- From: Ian Graham <igraham@smaug.java.utoronto.ca>
- Date: Mon, 10 Jul 2000 14:14:26 -0400
- To: Aleksandar Susnjar <shule@planetintra.com>
- cc: www-html@w3.org
Hi Alek -- The answer is no - there is no way of knowing in all cases. If the form is POSTed using multipart/form-data then the content- headers of each part can indicate the charset used for the part. I don't know of a browser that do this, however (newer ones might - does anyone know?). But, if the form is application/www-form-urlencoded then there is not such mechanism -- the encoding is hidden inside the URL text.
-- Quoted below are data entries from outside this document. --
PR #573, opened 2026-04-29

r3dbars:
## Summary
Nightly automated security audit for Transcripted found one confirmed low-severity hardening issue in updater configuration.

### Critical
- None.

### High
- None.

### Medium
- None.

### Low
- Hardened Sparkle update configuration handling in `SparkleUpdaterController`.
  - Vulnerability: the app previously treated any non-empty `SUFeedURL` as configured, without locally requiring HTTPS or verifying that `SUPublicEDKey` was present before enabling update checks.
  - Impact: if a bundled configuration were tampered with, update checks could be pointed at an insecure or unsigned channel instead of failing closed.
  - Fix: require a valid HTTPS `SUFeedURL` and a non-empty `SUPublicEDKey` before considering Sparkle configured.

## Verification
- `bash build.sh`
- `bash run-tests.sh`

### DIFF
--- a/Sources/Observability/SparkleUpdaterController.swift
+++ b/Sources/Observability/SparkleUpdaterController.swift
@@ -319,10 +319,31 @@ final class SparkleUpdaterController: NSObject, ObservableObject {
     }
 
     private var hasConfiguredFeedURL: Bool {
-        guard let value = Bundle.main.object(forInfoDictionaryKey: "SUFeedURL") as? String else {
+        guard let value = Bundle.main.object(forInfoDictionaryKey: "SUFeedURL") as? String,
+              let feedURL = normalizedHTTPSURL(value) else {
             return false
         }
-        return !value.trimmingCharacters(in: .whitespacesAndNewlines).isEmpty
+
+        // Security: require an HTTPS Sparkle feed with a non-empty EdDSA public key.
+        // If a tampered Info.plist swaps in HTTP or removes SUPublicEDKey, fail closed
+        // instead of letting update checks proceed against an unsigned/plaintext channel.
+        guard let publicKey = Bundle.main.object(forInfoDictionaryKey: "SUPublicEDKey") as? String,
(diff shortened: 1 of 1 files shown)


r3dbars:
**Verdict**: APPROVE

**Summary**: This PR hardens `hasConfiguredFeedURL` to require a valid HTTPS scheme and a non-empty `SUPublicEDKey` before allowing Sparkle update checks to proceed. It's a clean, focused defense-in-depth measure that fails closed if the bundled configuration is tampered with. Single file, +23/−2 lines, no behavioral change for properly configured builds.

**Blockers**:
- None.

**Should fix**:
- `feedURL.host != nil` on line 335 — Foundation's `URL(string: "https://")?.host` returns `nil` on macOS 26's new URL parser, so this works correctly today. However, on older Foundation versions the same input could yield an empty string `""` rather than `nil`, which would pass this check. Since the app targets macOS 26+ this is fine in practice, but `!(feedURL.host?.isEmpty ?? true)` would be slightly more defensive if you ever want to lower the deployment target.

**Nits**:
- `normalizedHTTPSURL(_:)` doesn't reference `self` — it could be `static` or `nonisolated`. Not a functional issue since the class is `@MainActor` and this is a pure function only called from the same actor, but it signals intent more clearly.
- No unit tests added for the new validation logic. Understood that `hasConfiguredFeedURL` reads from `Bundle.main` which makes it hard to unit-test without injection, but `normalizedHTTPSURL` is a pure function that could easily get a few test cases (empty string, HTTP URL, valid HTTPS, whitespace-padded input).

**What looks good**:
- Correct fail-closed behavior — if either check is violated, updates simply don't activate rather than falling through to an insecure path.
- The HTTPS scheme comparison is case-insensitive, which handles unlikely but possible plist casing variations.
- Comment in the security guard block is warranted and well-written — explains the *why* without over-explaining.
- Consistent with the existing code style in this file and aligns with the repo's existing pattern of rejecting non-HTTPS in `SentryRuntimeConfiguration`.
- Scoped correctly — no drive-by refactoring, no unrelated changes.

---

PR #574, opened 2026-04-29

r3dbars:
## Summary
- fail fast when a meeting reaches transcription without a system-audio file
- preserve the failure in the failed-transcription queue instead of starting a doomed background task
- cover the regression with a focused task-manager test

### Transcription pipeline
- `TranscriptionTaskManager.startTranscription` could start a background transcription when the mic recording was long enough but the required system-audio file was missing.
- The pipeline would then fail later with `missingSystemAudio`, after moving through active-task state and notification paths that made the failure slower and less deterministic.
- The manager now rejects that case up front, archives the failed capture when configured, records the failure in the retry queue, and surfaces a clear user-visible failure immediately.

### Tests
- Added coverage proving a mic-only recording is rejected before any background task starts and is stored as a failed transcription with the expected error.

## Verification
- `bash build.sh`
- `bash run-tests.sh`

### DIFF
--- a/Sources/TranscriptedCore/Pipeline/TranscriptionTaskManager.swift
+++ b/Sources/TranscriptedCore/Pipeline/TranscriptionTaskManager.swift
@@ -82,6 +82,24 @@ public class TranscriptionTaskManager: ObservableObject {
             return
         }
 
+        guard systemURL != nil else {
+            let errorMessage = PipelineError.missingSystemAudio.localizedDescription
+            AppLogger.pipeline.warning("Rejecting transcription — system audio capture is missing")
+            archiveFailedRecordingAudioIfConfigured(
+                micURL: micURL,
+                systemURL: nil,
+                taskId: UUID()
+            )
+            failedTranscriptionManager.addFailedTranscription(
+                micAudioURL: micURL,
+                systemAudioURL: nil,
+                errorMessage: errorMessage
+            )
+            displayStatus = .failed(message: "System audio required")
+            sendFailureNotification(errorMessage: errorMessage)
+            scheduleStatusReset(delay: 4)
+            return
+        }
 
         // Gate: reject only when every available capture track is too short.
         // Meeting recovery can produce a very short mic stub while system audio is still
--- a/Tests/TranscriptedCoreTests/TranscriptionTaskManagerMetadataTests.swift
+++ b/Tests/TranscriptedCoreTests/TranscriptionTaskManagerMetadataTests.swift
@@ -1,5 +1,6 @@
 import XCTest
 import Combine
+import AVFoundation
 import FluidAudio
 @testable import TranscriptedCore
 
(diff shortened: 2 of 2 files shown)


r3dbars:
## Code Review — PR #574

**Verdict**: APPROVE with suggestions

**Summary**: This PR adds an early guard in `startTranscription` that rejects calls with a nil `systemURL` before any background task state is mutated. Previously, the nil would pass through to the pipeline runner where it would throw `missingSystemAudio` — but only after incrementing `activeCount`/`backgroundTaskCount`, registering in `activeTasks`, and posting status updates, making the failure slower and harder to reason about. The fix is correct, well-placed, and covered by a focused test.

---

None.

---

**1. `guard systemURL != nil` → `guard let systemURL`** (`TranscriptionTaskManager.swift:85`)

`guard systemURL != nil else` is not idiomatic Swift. It checks for nil but discards the non-optional binding. After this guard, the compiler still sees `systemURL` as `URL?`, so downstream code at line 110 (`systemURL.flatMap { ... }`) and line 121 (`if let systemURL`) continues to treat it as optional even though it's guaranteed non-nil.

The idiomatic form is:
```swift
guard let systemURL else {
    // ... rejection logic ...
}
```

This shadows the parameter with a non-optional `URL`, giving the compiler full type information and preventing future edits from accidentally using the optional form inside the now-guaranteed-non-nil path.

---

### Nits (take or leave)

**2. Two sources of truth for the error string** (`TranscriptionTaskManager.swift:86,98`)

`errorMessage` is derived from `PipelineError.missingSystemAudio.localizedDescription` (the canonical string), but `displayStatus` uses a hand-rolled literal `"System audio required"`. If the `PipelineError` description is ever updated, these silently diverge. Consider deriving both from the same source, or adding a short `displayMessage` property to `PipelineError` if you want a shorter UI-facing string.

**3. Throwaway `UUID()` for archive** (`TranscriptionTaskManager.swift:91`)

The archive call gets a fresh `UUID()` that isn't correlated with the `FailedTranscription` entry's own `id`. If a user or support engineer later tries to match an archived recording directory to a failure record, the IDs won't line up. The concurrent-pipeline guard above avoids this by not archiving at all. If archiving is intentional here, consider creating the UUID once and passing it to both the archive and the failure record — or adding a brief comment explaining the intentional disconnect.

**4. `writeMonoWAV` test helper duplication** (`TranscriptionTaskManagerMetadataTests.swift:130`)

A near-identical `writeMonoWAV` private helper exists in `MicRecordingFileMergerTests.swift` (different signature but same AVFoundation boilerplate). Not worth blocking over, but if a shared `AudioTestFixtures` emerges later, these are natural candidates.

---

### What looks good

- **Guard placement is correct**: after the concurrent-pipeline check, before the duration check. A nil `systemURL` is rejected before any state is mutated.
- **Test is well-designed**: the 2.5s WAV duration is above the 2.0s minimum, so it exercises the system-audio guard specifically rather than being caught by the duration gate. Assertions cover all the important state: no active tasks, failure recorded, correct error message, correct display status.
- **Error taxonomy is consistent**: `missingSystemAudio` is already classified as non-retryable in `PipelineError.isRetryable`, and the `FailedTranscription` model correctly propagates that — so the queue entry shows up in the UI as a permanent failure the user can see and dismiss, not as a false retry candidate.
- **The notification and archive paths follow the existing async-catch pattern** (lines 184–197), which is the right template for "something failed and the user should know."
- **The pipeline runner's own `guard let systemURL` at `TranscriptionPipelineRunner.swift:22`** is preserved as a belt-and-suspenders check, which is the right call — defense in depth costs nothing.

---

PR #592, opened 2026-04-29
Optimize settings capture refresh

r3dbars:
## Summary
- removes the duplicate Settings first-open refresh
- limits recent capture scans to Home, Meetings, and Dictation pages
- adds a small policy test so the routing stays explicit

## Measurements
- live STT timing looked stable in 1.1.25 vs 1.1.24
- Settings Home refresh on current local data dropped from about 25.84 ms median to about 12.8 ms median
- scaled synthetic dataset dropped from about 467.34 ms median to about 301.85 ms median

## Verification
- bash build-deps.sh --force
- bash run-tests.sh: 989 passed
- bash build.sh


r3dbars:
## Code Review — PR #592: Optimize settings capture refresh

**Verdict**: APPROVE

**Summary**: This PR removes a duplicate `.onAppear` that was calling `refreshState()` twice on initial settings open, and introduces a routing policy so `refreshRecentCaptures()` only does work on pages that actually display capture data (Home, Meetings, Dictation). The approach is clean, the performance numbers are solid (~50% reduction in refresh time), and the test coverage is thorough.

---

### Blockers
None.

### Should fix

**`SettingsRecentCaptureRefreshMode.none` shadows `Optional.none`** — This is a well-known Swift footgun. If someone later wraps the return type in an optional (e.g. during a refactor), `.none` in a switch will silently match `Optional.none` instead of the enum case, causing a subtle bug with no compiler warning. Consider renaming to `.skip` or `.noRefresh`.

### Nits

- **Unanchored `Task` in `.homeDashboard`** (line 1496): The `Task { @MainActor in await statsService.refreshStats() }` isn't assigned to `recentCaptureRefreshTask`, so it won't be cancelled by subsequent `refreshRecentCaptures()` calls or by `.onDisappear`. This is pre-existing behavior (not a regression), but the refactor was a natural opportunity to store it for cancellation. Low priority since `refreshStats()` is presumably idempotent and fast.

### What looks good

- **Removing the duplicate `.onAppear`** is the right call. `.task(id: navigation.presentationID)` already fires on first appearance, so the old code was running `refreshState()` (and therefore `refreshRecentCaptures()`) twice on every settings open. Clean fix, directly explains the timing improvement.
- **The policy enum with exhaustive switch** is a nice pattern — if a new `TranscriptedSettingsPage` case is added, the compiler will force updating the policy. Much better than an `if` chain that silently falls through.
- **Test coverage** hits all three branches and enumerates every page in the `.none` case, so nothing can slip through unnoticed.
- **`StatsService.shared` → `statsService`** is a good consistency fix — uses the already-injected `@ObservedObject` property instead of reaching for the singleton directly.
- **Test manifest and `run-tests.sh` updates** are included — no loose ends.

---

PR #11, opened 2021-07-20
Add implicit creation of output folders

febrezo:
A tiny PR with implicit output folder creation to avoid having to create them manually before conducting each analysis.

### DIFF
--- a/mvt/android/cli.py
+++ b/mvt/android/cli.py
@@ -3,6 +3,7 @@
 # See the file 'LICENSE' for usage and copying permissions, or find a copy at
 #   https://github.com/mvt-project/mvt/blob/main/LICENSE
 
+import errno
 import os
 import sys
 import click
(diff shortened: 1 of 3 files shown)


mvt/android/cli.py
```diff
@@ -54,9 +55,12 @@ def download_apks(all_apks, virustotal, koodous, all_checks, output, from_file):
         if from_file:
             download = DownloadAPKs.from_json(from_file)
         else:
-            if not output:
-                log.critical("You need to specify an output folder (with --output, -o) when extracting APKs from a device")
-                sys.exit(-1)
+            try:
```
AntonLydike, line 58: I think you missed the case where output is None, as you removed the `if not output`. (applies to all changed you made here, maybe you can wrap them in a function as well? Just to keep repetition down)

mvt/android/cli.py
```diff
@@ -54,9 +55,12 @@ def download_apks(all_apks, virustotal, koodous, all_checks, output, from_file):
...
+                os.makedirs(output)
+            except OSError as e:
+                if e.errno != errno.EEXIST:
```
AntonLydike, line 61: You should probably re-throw the error again if it's not handled here

AntonLydike (changes requested):
Maybe take a look at these small oversights?

PR #13, opened 2021-07-20
Prompt for password if none is given

pkirkovsky:
If `--password|-p` is specified with no argument, prompt the user to enter a password interactively.


ThatOneRoadie:
Would recommend this pr as well. It resolves issues with special characters in passwords that bash may not process correctly.

pkirkovsky:
Please delete — branches got messed up. I will create a clean PR

Issue #9, opened 2021-07-19
[Android] Fix path to su binary


hant0508:
Path for `su` binary is hardcoded in `_adb_check_if_root()` (in the file _android/modules/adb/base.py_) as `/sbin/su`. It's not the only possible location of this binary. On my device running Android 11 rooted with Magisk the path is `/system/bin/su`. According [this StackOverflow answer](https://stackoverflow.com/a/55105140) you should check about 40 paths where `su` binary can be placed by different root providers, or find some other way to check the device is rooted.

botherder:
Closing this as resolved.

PR #19, opened 2021-07-20
Better check for if device has root

goshawk22:
"which su" will return the path of the su binary, or it will return nothing. 
The python boolean of a string with something in it (such as the path of the su binary), will be True.
An empty string (where there is no su binary) will be False.

This fixes Issue #9

### DIFF
--- a/mvt/android/modules/adb/base.py
+++ b/mvt/android/modules/adb/base.py
@@ -96,7 +96,7 @@ class AndroidExtraction(MVTModule):
         """Check if we have a `su` binary on the Android device.
         :returns: Boolean indicating whether a `su` binary is present or not
         """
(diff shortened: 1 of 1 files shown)


U039b:
Looks good to me!

mateuszjablonski:
Actually `command -v su` would be better and safer. Explanation can be found here: https://stackoverflow.com/a/677212

goshawk22:
Thanks for the suggestion!

thyarles (commented):
Sounds good.

Trigus42 (approved):
Works on Android 11 with latest Magisk canary build.

advaithm:
can confirm this works without issues

botherder:
Thank you, merged.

The 'updated' URI specification (RFC 2396 - http://www.rfc-editor.org/rfc/rfc2396.txt) defines how that encoding should take place for a given charset, and then _suggests_ that all URIs should be encoded using the UTF-8 charset. However, there is no requirement to do so. And, of course, older browsers (Navigator 3, IE 3....) don't know about this new specification. Currently, IE5 encodes URLs (I believe according to RFC 2396) using the charset defined in the content-type header for the received HTML document (or by a META element specifying the content-type). I don't know about IE4, nor Navigator 4.x, nor Opera/iCab... Navigator 6 either encodes the URL using ISO-8859-1 (and puts encoded question marks for non-Latin-1 characters) or using UTF-8 (if this charset is specified in a content-tupe header or meta element). Hope this helps -- Ian On Fri, 7 Jul 2000, Aleksandar Susnjar wrote: > I am almost sure that this is covered by something but I could not find it > defined by any standards... > > Is there any STANDARD way (i.e. no tricks) to determine what is the > character set of the form data sent (POST method) by the web browser to the > web server? Of course, this also applies to CGI/xxxAPI/Apache mod > development... > > I guess that the browser should also send Content-Type with charset > specified, but it seems that there is someting stopping it on its way... > > I know that, by default, the form data is sent in the encoding of the form > itself, but there are cases where the source form is not known ... along > with its encoding... > > Regards, > > Aleksandar Susnjar > Planet Intra >
Received on Monday, 10 July 2000 14:14:30 UTC